**Try it**
Nothing in the data may be changed; retype all of it.

○ ○ ○ ○ ○ ○ ○

PR #36, opened 2016-04-29
fix rename_cols export issue in tests and catch extra documentation

dpastoor:


dpastoor:
@kylebmetrum 🎆 victory - we are in sync

PR #108, opened 2016-08-21
Annotated blocks; save parsed objects in environment

kylebmetrum:
About this PR:

# New Features
- Added the ability to "annotate" selected code blocks.  Annotation includes a description, unit specification, and "option" list for the following code blocks: `$PARAM`, `$FIXED`, `$THETA`, `$CMT`, `$VCMT`, and `$INIT`.  Use the regular block names, but add `annotated=TRUE` block option.  

# Bugs Fixed
- Bug fixed when `ALAG_CMT` was very small (smaller than `.Machine$double.eps`) such that the lag time was zero.  This causes a problem in record sorting.  After the fix, the lag time is only implemented if `ALAG_CMT` is greater than `mindt` (see `?mrgsim`). (#109)

# Under the hood
- Several changes in how code blocks are parsed.  
  - Each code block is assigned a `pos` attribute, indicating the numerical order of that code block in the model specification
  - We are now passing an `R` environment into block handler functions.  For certain handler functions, when `R` objects are created in the handlers, they are stored in lists inside the parse environment using `pos` (see above). After all code blocks are parsed, the `R` objects are retrieved from the environment.


kylebmetrum:
@vjd @dpastoor 

Lines starting with `>>` indicate that block options are being specified.  So it could be:

```r
$PARAM >> annotated=TRUE
...
```

or

```r
$PARAM
>> annotated=TRUE
...
```


A model specification file could look like this (both annotated and non-annotated blocks shown).

```r
$PARAM  >> annotated=TRUE
CL: 1 : Yes (L/hr)
VC: 2 : NO (L)

$PARAM A=1, B=2

$CMT >> annotated=TRUE
CENT   : Central (ng)
PERIPH : Peripheral compartment (ng)

$CMT D E F

$FIXED >> annotated=TRUE
g    : 9.8 : From physics class (m/s^2) 
conv : 1.2 : Some conversion factor (.)

$FIXED d = 2
```

For now, I just collect information for blocks that are annotated and make it available in some close-to-useable form.  Down the road, we can get more sophisticated about reconciling what is annotated and what is not.  It should be easy to specify an external file that gets parsed on model compile to provide the same information that you would get in an `annotated` block.


```r
> mod <- mcode("hey", code)
> 
> mod@annot
[[1]]
  block name descr unit options
1 PARAM   CL   Yes L/hr       .
2 PARAM   VC    NO    L       .

[[2]]
  block   name                  descr unit options
1   CMT   CENT                Central   ng       .
2   CMT PERIPH Peripheral compartment   ng       .

[[3]]
  block name                  descr  unit options
1 FIXED    g     From physics class m/s^2       .
2 FIXED conv Some conversion factor     .       .

```

kylebmetrum:
Latest commit: for (potentially) annotated blocks, the options are scraped first and passed as arguments to secondary handler functions.  So options can be partially matched:


```r
$PARAM >> annot=TRUE
CL: 12 : Clearance (L/hr)
VC: 40 : Volume (L)
```
etc ...

kylebmetrum:
More examples in `test-annot`
https://github.com/metrumresearchgroup/mrgsolve/blob/08914cfb34aed54250c18a697bea6bdb00c06bd4/rdev/tests/testthat/test-annot.R

PR #142, opened 2016-10-14
Adding mread_cache and mcode_cache 

kylebmetrum:
These are wrappers for `mread` and `mcode` that cache the model object, allowing users to re-instantiate the model later on without compiling.  

This needs to be tested on `windows` before merging; I suspect that the shared object needs to be explicitly unloaded before trying to load the cached model.


dpastoor:
I can test early next week on Windows,  prob Monday. Do you have any tests in or just useability

PR #143, opened 2016-10-14
add mread_cache and mcode_cache

kylebmetrum:
- Also annotated some modlib models 

These are wrappers for `mread` and `mcode` that cache the model object, allowing users to re-instantiate the model later on without compiling.  

This needs to be tested on `windows` before merging; I suspect that the shared object needs to be explicitly unloaded before trying to load the cached model.


kylebmetrum:
@dpastoor Sure ... if you want to dig into it.  No tests yet;  I will add.  But if you want to look at the logic of the cache: basically, the cache file has to exist, the shared-object (uniquely-named) from the previous (successful) compile needs to still exist, and the MD5sum from the model specification file needs to be the same as in the cached object otherwise the model is rebuilt.  Maybe it's overkill ... but I can think of a bunch of ways this could get mucked up;  I'd rather be safer. 

I'm 99.99% sure this will crump on Windows;  Need a line like this: https://github.com/metrumresearchgroup/mrgsolve/blob/master/rdev/R/complog.R#L52
before reloading the shared object.  Right now, that is wrapped in a larger function that does too much (like deleting shared object files ... which will ruin the cache).  

Anyway ... I don't think there is a desperate need for this and it's not *that* hard to roll your own cache.  But lots of people ask about it and I can see where it would come in handy when you're running a shiny app ... for me, its convenience of not having to arrange permission to write somewhere when loading the app.  If feel like these wrapper functions keep it out of the way from the usual, intended work flow of just compiling via `mread` without asking users who do want to cache to do too much.

kylebmetrum:
I already had this covered in `loadso`.  It should work on Windows.

https://github.com/metrumresearchgroup/mrgsolve/blob/master/rdev/R/methods.R#L23-L31

kylebmetrum:
But I think there may still be an issue with unloading and re-loading a shared object of the same name.  

I wonder if it would be safer to:
  1.  Unload the shared objec 
  1.  re-name the shared object (file)
  1.  Load the shared object (under new name)  
  1. Update and re-cache the model object

It seems like a lot, but reading over `dyn.load` and `dyn.unload` help files makes me think it should probably happen that way.  Or ... only try to load the shared object if nothing is loaded.  That's probably simpler.

dpastoor:
Just for documentation's sake, as confirmed with kyle offline, I also tested this on a Windows 10 Pro desktop with R 3.3.1 and had no problem reading from the cache after the first load, as expected

PR #166, opened 2016-11-24
add an as_data_frame method to convert to tibble

dpastoor:
As tibble is what is directly driving the as.tbl and as_data_frame methods of dplyr. The reason that it goes through as.data.frame is as_data_frame sometimes runs into issues with direct coercion, especially from matrices.


dpastoor:
Also, as I was already using the replicate branch when I made this change - it was going to be a mess to try to merge this into master, so I figured this could just be incorporated when the replicate branch gets merged

kylebmetrum:
Just so I can understand: does this get us something different than this 

https://github.com/metrumresearchgroup/mrgsolve/blob/8e7e273a66c7ed24c163cc0e37e498cff3f4fe0c/rdev/R/mrgsims.R#L128-L130

kylebmetrum:
The `as.tbl.mrgsims` stuff was added before `tibble` was it's own package.  Maybe `dplyr::as.tbl` isn't the right thing to do anymore?

dpastoor:
correct - tibble is the more robust implementation (it was the dplyr implementation extracted out with now more development) and dplyr is moving to just alias the tibble stuff directly.

Regardless, both should give you the same output, its just different aliases.

quote from hadley basically the same question as you

> No – it’s just that the dplyr stuff is moving into a separate package. (And tibble includes a whole lot of bug fixes and small stuff that aren’t in current dplyr)

PR #175, opened 2017-01-07
Changes in 2017

kylebmetrum:
As usual, a variety of stuff.


vjd:
Just went through the details and realized that there are so many incredible features since I last worked with mrgsolve about 4 months ago. This is a great beginning to 2017!

kylebmetrum:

○ ○ ○ ○ ○ ○ ○

**Answer to this problem**
PR #36, opened 2016-04-29
fix rename_cols export issue in tests and catch extra documentation

dpastoor:


dpastoor:
@kylebmetrum 🎆 victory - we are in sync

PR #108, opened 2016-08-21
Annotated blocks; save parsed objects in environment

kylebmetrum:
About this PR:

# New Features
- Added the ability to "annotate" selected code blocks.  Annotation includes a description, unit specification, and "option" list for the following code blocks: `$PARAM`, `$FIXED`, `$THETA`, `$CMT`, `$VCMT`, and `$INIT`.  Use the regular block names, but add `annotated=TRUE` block option.  

# Bugs Fixed
- Bug fixed when `ALAG_CMT` was very small (smaller than `.Machine$double.eps`) such that the lag time was zero.  This causes a problem in record sorting.  After the fix, the lag time is only implemented if `ALAG_CMT` is greater than `mindt` (see `?mrgsim`). (#109)

# Under the hood
- Several changes in how code blocks are parsed.  
  - Each code block is assigned a `pos` attribute, indicating the numerical order of that code block in the model specification
  - We are now passing an `R` environment into block handler functions.  For certain handler functions, when `R` objects are created in the handlers, they are stored in lists inside the parse environment using `pos` (see above). After all code blocks are parsed, the `R` objects are retrieved from the environment.


kylebmetrum:
@vjd @dpastoor 

Lines starting with `>>` indicate that block options are being specified.  So it could be:

```r
$PARAM >> annotated=TRUE
...
```

or

```r
$PARAM
>> annotated=TRUE
...
```


A model specification file could look like this (both annotated and non-annotated blocks shown).

```r
$PARAM  >> annotated=TRUE
CL: 1 : Yes (L/hr)
VC: 2 : NO (L)

$PARAM A=1, B=2

$CMT >> annotated=TRUE
CENT   : Central (ng)
PERIPH : Peripheral compartment (ng)

$CMT D E F

$FIXED >> annotated=TRUE
g    : 9.8 : From physics class (m/s^2) 
conv : 1.2 : Some conversion factor (.)

$FIXED d = 2
```

For now, I just collect information for blocks that are annotated and make it available in some close-to-useable form.  Down the road, we can get more sophisticated about reconciling what is annotated and what is not.  It should be easy to specify an external file that gets parsed on model compile to provide the same information that you would get in an `annotated` block.


```r
> mod <- mcode("hey", code)
> 
> mod@annot
[[1]]
  block name descr unit options
1 PARAM   CL   Yes L/hr       .
2 PARAM   VC    NO    L       .

[[2]]
  block   name                  descr unit options
1   CMT   CENT                Central   ng       .
2   CMT PERIPH Peripheral compartment   ng       .

[[3]]
  block name                  descr  unit options
1 FIXED    g     From physics class m/s^2       .
2 FIXED conv Some conversion factor     .       .

```

kylebmetrum:
Latest commit: for (potentially) annotated blocks, the options are scraped first and passed as arguments to secondary handler functions.  So options can be partially matched:


```r
$PARAM >> annot=TRUE
CL: 12 : Clearance (L/hr)
VC: 40 : Volume (L)
```
etc ...

kylebmetrum:
More examples in `test-annot`
https://github.com/metrumresearchgroup/mrgsolve/blob/08914cfb34aed54250c18a697bea6bdb00c06bd4/rdev/tests/testthat/test-annot.R

PR #142, opened 2016-10-14
Adding mread_cache and mcode_cache 

kylebmetrum:
These are wrappers for `mread` and `mcode` that cache the model object, allowing users to re-instantiate the model later on without compiling.  

This needs to be tested on `windows` before merging; I suspect that the shared object needs to be explicitly unloaded before trying to load the cached model.


dpastoor:
I can test early next week on Windows,  prob Monday. Do you have any tests in or just useability

PR #143, opened 2016-10-14
add mread_cache and mcode_cache

kylebmetrum:
- Also annotated some modlib models 

These are wrappers for `mread` and `mcode` that cache the model object, allowing users to re-instantiate the model later on without compiling.  

This needs to be tested on `windows` before merging; I suspect that the shared object needs to be explicitly unloaded before trying to load the cached model.


kylebmetrum:
@dpastoor Sure ... if you want to dig into it.  No tests yet;  I will add.  But if you want to look at the logic of the cache: basically, the cache file has to exist, the shared-object (uniquely-named) from the previous (successful) compile needs to still exist, and the MD5sum from the model specification file needs to be the same as in the cached object otherwise the model is rebuilt.  Maybe it's overkill ... but I can think of a bunch of ways this could get mucked up;  I'd rather be safer. 

I'm 99.99% sure this will crump on Windows;  Need a line like this: https://github.com/metrumresearchgroup/mrgsolve/blob/master/rdev/R/complog.R#L52
before reloading the shared object.  Right now, that is wrapped in a larger function that does too much (like deleting shared object files ... which will ruin the cache).  

Anyway ... I don't think there is a desperate need for this and it's not *that* hard to roll your own cache.  But lots of people ask about it and I can see where it would come in handy when you're running a shiny app ... for me, its convenience of not having to arrange permission to write somewhere when loading the app.  If feel like these wrapper functions keep it out of the way from the usual, intended work flow of just compiling via `mread` without asking users who do want to cache to do too much.

kylebmetrum:
I already had this covered in `loadso`.  It should work on Windows.

https://github.com/metrumresearchgroup/mrgsolve/blob/master/rdev/R/methods.R#L23-L31

kylebmetrum:
But I think there may still be an issue with unloading and re-loading a shared object of the same name.  

I wonder if it would be safer to:
  1.  Unload the shared objec 
  1.  re-name the shared object (file)
  1.  Load the shared object (under new name)  
  1. Update and re-cache the model object

It seems like a lot, but reading over `dyn.load` and `dyn.unload` help files makes me think it should probably happen that way.  Or ... only try to load the shared object if nothing is loaded.  That's probably simpler.

dpastoor:
Just for documentation's sake, as confirmed with kyle offline, I also tested this on a Windows 10 Pro desktop with R 3.3.1 and had no problem reading from the cache after the first load, as expected

PR #166, opened 2016-11-24
add an as_data_frame method to convert to tibble

dpastoor:
As tibble is what is directly driving the as.tbl and as_data_frame methods of dplyr. The reason that it goes through as.data.frame is as_data_frame sometimes runs into issues with direct coercion, especially from matrices.


dpastoor:
Also, as I was already using the replicate branch when I made this change - it was going to be a mess to try to merge this into master, so I figured this could just be incorporated when the replicate branch gets merged

kylebmetrum:
Just so I can understand: does this get us something different than this 

https://github.com/metrumresearchgroup/mrgsolve/blob/8e7e273a66c7ed24c163cc0e37e498cff3f4fe0c/rdev/R/mrgsims.R#L128-L130

kylebmetrum:
The `as.tbl.mrgsims` stuff was added before `tibble` was it's own package.  Maybe `dplyr::as.tbl` isn't the right thing to do anymore?

dpastoor:
correct - tibble is the more robust implementation (it was the dplyr implementation extracted out with now more development) and dplyr is moving to just alias the tibble stuff directly.

Regardless, both should give you the same output, its just different aliases.

quote from hadley basically the same question as you

> No – it’s just that the dplyr stuff is moving into a separate package. (And tibble includes a whole lot of bug fixes and small stuff that aren’t in current dplyr)

PR #175, opened 2017-01-07
Changes in 2017

kylebmetrum:
As usual, a variety of stuff.


vjd:
Just went through the details and realized that there are so many incredible features since I last worked with mrgsolve about 4 months ago. This is a great beginning to 2017!

kylebmetrum:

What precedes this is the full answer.